We are testing the association between college major and gender. The null and alternative hypotheses are defined as follows:
- \( H_0 \): College major and gender are independent.
- \( H_1 \): College major and gender are dependent.
The observed frequencies from the survey are organized in a contingency table as follows:
\[
\begin{array}{|c|c|c|c|c|}
\hline
& \text{Math/Science} & \text{Arts/Humanities} & \text{Business/Econ.} & \text{Other} \\
\hline
\text{Men} & 92 & 93 & 99 & 58 \\
\hline
\text{Women} & 113 & 113 & 94 & 33 \\
\hline
\end{array}
\]
The expected frequencies for each cell in the contingency table are calculated using the formula:
\[
E = \frac{R_i \times C_j}{N}
\]
where \( R_i \) is the total for row \( i \), \( C_j \) is the total for column \( j \), and \( N \) is the grand total. The expected frequencies are:
\[
\begin{array}{|c|c|c|c|c|}
\hline
& \text{Math/Science} & \text{Arts/Humanities} & \text{Business/Econ.} & \text{Other} \\
\hline
\text{Men} & 100.8777 & 101.3698 & 94.9727 & 44.7799 \\
\hline
\text{Women} & 104.1223 & 104.6302 & 98.0273 & 46.2201 \\
\hline
\end{array}
\]
The Chi-Square test statistic \( \chi^2 \) is calculated using the formula:
\[
\chi^2 = \sum \frac{(O - E)^2}{E}
\]
where \( O \) is the observed frequency and \( E \) is the expected frequency. The contributions from each cell are:
- For cell (1, 1): \( O = 92, E = 100.8777 \Rightarrow \frac{(92 - 100.8777)^2}{100.8777} = 0.7813 \)
- For cell (1, 2): \( O = 93, E = 101.3698 \Rightarrow \frac{(93 - 101.3698)^2}{101.3698} = 0.6911 \)
- For cell (1, 3): \( O = 99, E = 94.9727 \Rightarrow \frac{(99 - 94.9727)^2}{94.9727} = 0.1708 \)

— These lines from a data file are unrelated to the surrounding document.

PR #39, opened 2024-05-10
Add get_online_cpus() utiilty function

gmarler:
Attaching perf events can only be done for CPUs that are online - merely being present or possible isn't sufficient to allow such an event to be attached.

It's also possible for online CPU ranges to not be contiguous, due to NUMA topology or CPUs being offlined in some fashion.

So adding a utility function that provides a Vec of individual (not ranges of) online CPUs and using that instead of `num_possible_cpus()`, which could be much larger than the number of online CPUs.

Also updating code that tries to size certain data structures based on the number of online CPUs.

There are still [places](https://github.com/javierhonduco/lightswitch/blob/c89f30fa7b6dcddb68c9a051d516e4d9e98bc6eb/src/profiler.rs#L473) where the possible number of CPUs is still needed.

This is due to certain eBPF (libbpf) internals that have to allocate buffers based on the possible number of CPUs, rather than the online number - you'll only notice this on machines where they differ, which is pretty often for both physical and virtual machines.

Tested this one line of code on a host where the online number of CPUs was 4, but the possible was 8 to verify it works as expected (and fails when you try to use the online number instead).

### DIFF
--- a/src/util.rs
+++ b/src/util.rs
@@ -1,4 +1,4 @@
-use anyhow::Error;
+use anyhow::{Context, Error};
 use std::{fs::File, io::Read};
 
 #[derive(Debug, PartialEq)]
@@ -49,17 +49,17 @@ fn _read_cpu_range(path: &str) -> Result<Vec<u32>, Error> {
                 cpu_range
                     .trim_end()
                     .parse::<u32>()
-                    .map_err(|e| format!("Failed to parse lone CPU: {:?}", e))?,
+                    .with_context(|| "Failed to parse lone CPU".to_string())?,
             ),
             Some(index) => {
                 let start = cpu_range[..index]
                     .trim_end()
                     .parse::<u32>()
-                    .map_err(|e| format!("Failed to parse starting CPU: {:?}", e))?;
+                    .with_context(|| "Failed to parse starting CPU".to_string())?;
                 let end = cpu_range[index + 1..]
                     .trim_end()
                     .parse::<u32>()
-                    .map_err(|e| format!("Failed to parse ending CPU: {:?}", e))?;
+                    .with_context(|| "Failed to parse ending CPU".to_string())?;
                 cpus.extend(start..end + 1);
             }
         }
--- a/src/util.rs
+++ b/src/util.rs
@@ -1,3 +1,6 @@
+use anyhow::Error;
+use std::{fs::File, io::Read};
+
 #[derive(Debug, PartialEq)]
 pub struct AddressBlockRange {
     pub addr: u64,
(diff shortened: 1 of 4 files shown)


src/util.rs
```diff
@@ -33,9 +36,48 @@ pub fn summarize_address_range(low: u64, high: u64) -> Vec<AddressBlockRange> {
...
+    fh.read_to_string(&mut cpu_range_str)?;
+
+    for cpu_range in cpu_range_str.split(',') {
+        let rangeop_result = cpu_range.find('-');
+        match rangeop_result {
+            None => cpus.push(
+                cpu_range
+                    .trim_end()
+                    .parse::<u32>()
+                    .expect("Unable to parse lone CPU number"),
```
javierhonduco, line 52: How do you feel about returning an error here rather than panicking?

src/util.rs
```diff
@@ -33,9 +36,48 @@ pub fn summarize_address_range(low: u64, high: u64) -> Vec<AddressBlockRange> {
...
+            ),
+            Some(index) => {
+                let start = cpu_range[..index]
+                    .trim_end()
+                    .parse::<u32>()
+                    .expect("starting CPU number");
+                let end = cpu_range[index + 1..]
+                    .trim_end()
+                    .parse::<u32>()
+                    .expect("ending CPU number");
```
javierhonduco, line 62: Same here and above

javierhonduco (commented):
Thanks for tackling this! Left some comments (might be slow to reply today, not feeling very well)

src/util.rs
gmarler: That was the intent - fixing that.

src/util.rs
gmarler: ditto

src/util.rs
gmarler: Fixed.

src/util.rs
gmarler: Fixed

src/util.rs
```diff
@@ -155,4 +197,50 @@ mod tests {
...
+        assert_eq!(cpus, expected);
+
+        tmp_file.rewind().unwrap();
+        writeln!(tmp_file, "0-1,3,7-9,48,49").unwrap();
+
+        let cpus = _read_cpu_range(file_str).unwrap();
+        assert_eq!(
+            cpus,
+            (0..=1)
+                .chain(3..=3)
```
javierhonduco, line 236: TIL about `chain()`, very cool!

javierhonduco (approved):
Thanks for this very needed change! LGTM. 

I thought I had left a comment on some small improvement to how we test this. Ideally we would not rely on the filesystem (it might be wiped during test execution and cause the test to fail), which perhaps we could address by passing a memory buffer rather than an actual file (see how we do this for the kernel symbols parser). This is not a high priority of course, so I am happy to merge as-is and change this later on!

javierhonduco:
BTW I tested it locally on my x86 box and worked like a charm 😄

PR #44, opened 2024-05-20
Improve main executable detection

javierhonduco:
The logic here is a bit flimsy and should be reworked, but let's at least mark first executables as the "main" ones.

More context in the comment but overall this is not always correct, in particular Rust + static musl is broken due how the loader operates for that case.

We should understand the kernel and loader's logic in detail and fully replicate it here.

Test Plan
=========

Ran locally for several minutes without issues. The profilers looked good (see PR) and 0 unexpected errors were emitted.

### DIFF
--- a/src/collector.rs
+++ b/src/collector.rs
@@ -47,7 +47,7 @@ impl Collector {
                     load_offset: v.load_offset,
                     load_vaddr: v.load_vaddr,
                     is_dyn: v.is_dyn,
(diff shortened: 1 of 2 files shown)


javierhonduco:
cc @gmarler. I will spend some time when I have the cycles improving this because it's not 100% correct in some situations, I don't think this is standardized anywhere so reading the kernel / loader sources might be the only way to do this properly

PR #45, opened 2024-05-28
Implement unwind information reset

javierhonduco:
This implmementation has several shortcomings, and doesn't have any rate-limiting in place. We will continue to improve this and have plans to revisit how we store chunks (as this can be optimized) as well as how the unwind information is laid out to try to prevent expensive state resets.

- For cell (1, 4): \( O = 58, E = 44.7799 \Rightarrow \frac{(58 - 44.7799)^2}{44.7799} = 3.9029 \)
- For cell (2, 1): \( O = 113, E = 104.1223 \Rightarrow \frac{(113 - 104.1223)^2}{104.1223} = 0.7569 \)
- For cell (2, 2): \( O = 113, E = 104.6302 \Rightarrow \frac{(113 - 104.6302)^2}{104.6302} = 0.6695 \)
- For cell (2, 3): \( O = 94, E = 98.0273 \Rightarrow \frac{(94 - 98.0273)^2}{98.0273} = 0.1655 \)
- For cell (2, 4): \( O = 33, E = 46.2201 \Rightarrow \frac{(33 - 46.2201)^2}{46.2201} = 3.7813 \)
Summing these contributions gives:
\[
\chi^2 = 10.9193
\]
The degrees of freedom \( df \) for the Chi-Square test is calculated as:
\[
df = (r - 1)(c - 1)
\]
where \( r \) is the number of rows and \( c \) is the number of columns. In this case:
\[
df = (2 - 1)(4 - 1) = 3
\]
The critical value for \( \chi^2 \) at \( \alpha = 0.05 \) with 3 degrees of freedom is:
\[
\chi^2_{\alpha, df} = 7.8147
\]
The p-value associated with the calculated Chi-Square statistic is:
\[
P = P(\chi^2 > 10.9193) = 0.0122
\]
Since the p-value \( 0.0122 \) is less than the significance level \( \alpha = 0.05 \), we reject the null hypothesis \( H_0 \).
There is sufficient evidence to conclude that college major and gender are dependent.
a. The correct statistical test to use is Chi-square Test of Independence.
b. \( H_{0} \): College major and gender are independent.
Thus, the answers are:
a. Chi-square Test of Independence
b. \( H_{0} \): College major and gender are independent.